Do you know how a piano works?
It’s not simple. 88 black-and-white keys that you can press in thousands of different combinations to create a million different sounds, all amplified by three foot pedals that change the tenor or duration of the notes.
But that’s not really how a piano works, is it?
Not at all. For starters, when you actually press one of those black-and-white keys, a Rube Goldberg type of machine initiates 100 different moving parts to force a hammer to slam down on three different strings per key. If even one of those moving parts fails, or the string is too slack, the note is out of tune and the music is ruined. In all, a grand piano has about 10,000 moving parts, any number of which can be activated during any given composition.
So yeah…pretty complicated.
(If you’d like to see a formal looking man in glasses and a tie explain that process in more detail, here’s a video)
But in my very limited experience, the complexity of a piano pales in comparison to navigating the emotional, spiritual, and psychological makeup of just about any local congregation on the planet. It doesn’t matter if the church is 30 people or 300, the same dynamics are always at play. You have workers and talkers, leaders and followers, givers and takers, and happy and angry.
Many times these qualities overlaps. No one person is only a leader or only a talker; it’s a complex smorgasbord of opinions, attitudes, and strengths.
Like a piano then, how do you get all these different people to work together and strike a chord? Unity.
Unity at Every Cost and Unity at No Cost
Most of us know that the church is designed to be insular. It’s a “called out” body of people from the world that form their own group, unique in beliefs, practices, and goals.
How that group is composed, however, can change from body to body. Ideally, everyone would band around doctrines and leave liberties to the individual, but that’s hardly ever the case. The old restorationist doctrine – adapted from a similar phrase during the Reformation – of “In matters of faith, unity. In matters of opinion, liberty” is a slogan easier versed than followed.
Some people, in an effort to include as many people as possible into this group, want unity at every cost. They’ll expense Biblical doctrine, thoughts about salvation and the deity of Christ, and even welcome in sinful lifestyles in an effort to make sure that everyone feels welcome. This seems to be part of the problem with the Corinthian church. They had someone among them who had “their father’s wife,” and instead of mourning, were “arrogant” about it instead (1 Corinthians 5:1-2). Most likely, this arrogance stemmed from an over-generous feeling of tolerance.

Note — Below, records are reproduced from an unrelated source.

PR #8919, opened 2023-10-06
Fix: Get disk name from registered collection inside Model.

mansoorkhan96:
This PR adds support to optionally get disk name from the collection that is defined inside the model.

## Problem:

`SpatieMediaLibraryFileUpload` field does not pick the disk name from the registered collections inside the model.

```php
// App\Models\Attachment.php
class Attachment extends Model implements HasMedia
{
    use InteractsWithMedia;

    public function registerMediaCollections(): void
    {
        $this->addMediaCollection('file')
            ->useDisk('attachments_disk') // We have disk specified here for this collection.
            ->singleFile();
    }
}
```

**This would not save the file to `attachments_disk` unless we explicity pass the disk name in `disk()` method**
```php
SpatieMediaLibraryFileUpload::make('file')->collection('file'),
```

## Solution

This pull request overrides the `getDiskName` method of `FileUpload` and adds code to optionally load the disk name from the collection defined in model. The first preference is still given to `disk()` so users can specify disk on field itself.

## Checklist

### DIFF
--- a/packages/spatie-laravel-media-library-plugin/src/Forms/Components/SpatieMediaLibraryFileUpload.php
+++ b/packages/spatie-laravel-media-library-plugin/src/Forms/Components/SpatieMediaLibraryFileUpload.php
@@ -9,6 +9,7 @@ use League\Flysystem\UnableToCheckFileExistence;
 use Livewire\Features\SupportFileUploads\TemporaryUploadedFile;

Still others go the opposite direction, espousing unity at no cost. They won’t bend on their own liberties even an inch – not because they don’t want to, but because they believe their own liberty to be doctrine. It’s right in their eyes, and so it should be right in others. If not, then you’re a heretic. They believe themselves to be true defenders of God’s Word, when in reality all they are are mercenaries for their own personal Tower of Babel.
Both are wrong. Doctrine must be preserved, but so must liberties. We have to be comfortable identifying with people who are different than us, but not in a sinful way.
Real World Example of Unity
Paul wrote extensively about the preservation of unity. In Ephesians 4:3, he wrote “…be diligent to preserve the unity of the Spirit in the bond of peace.” In 1 Corinthians 1:10, he exhorted the church at Corinth to have “no divisions among you, but that you be made complete in the same mind and in the same judgment.” Euodia and Syntyche, in Philippians 2, were told to “live in harmony in the Lord.”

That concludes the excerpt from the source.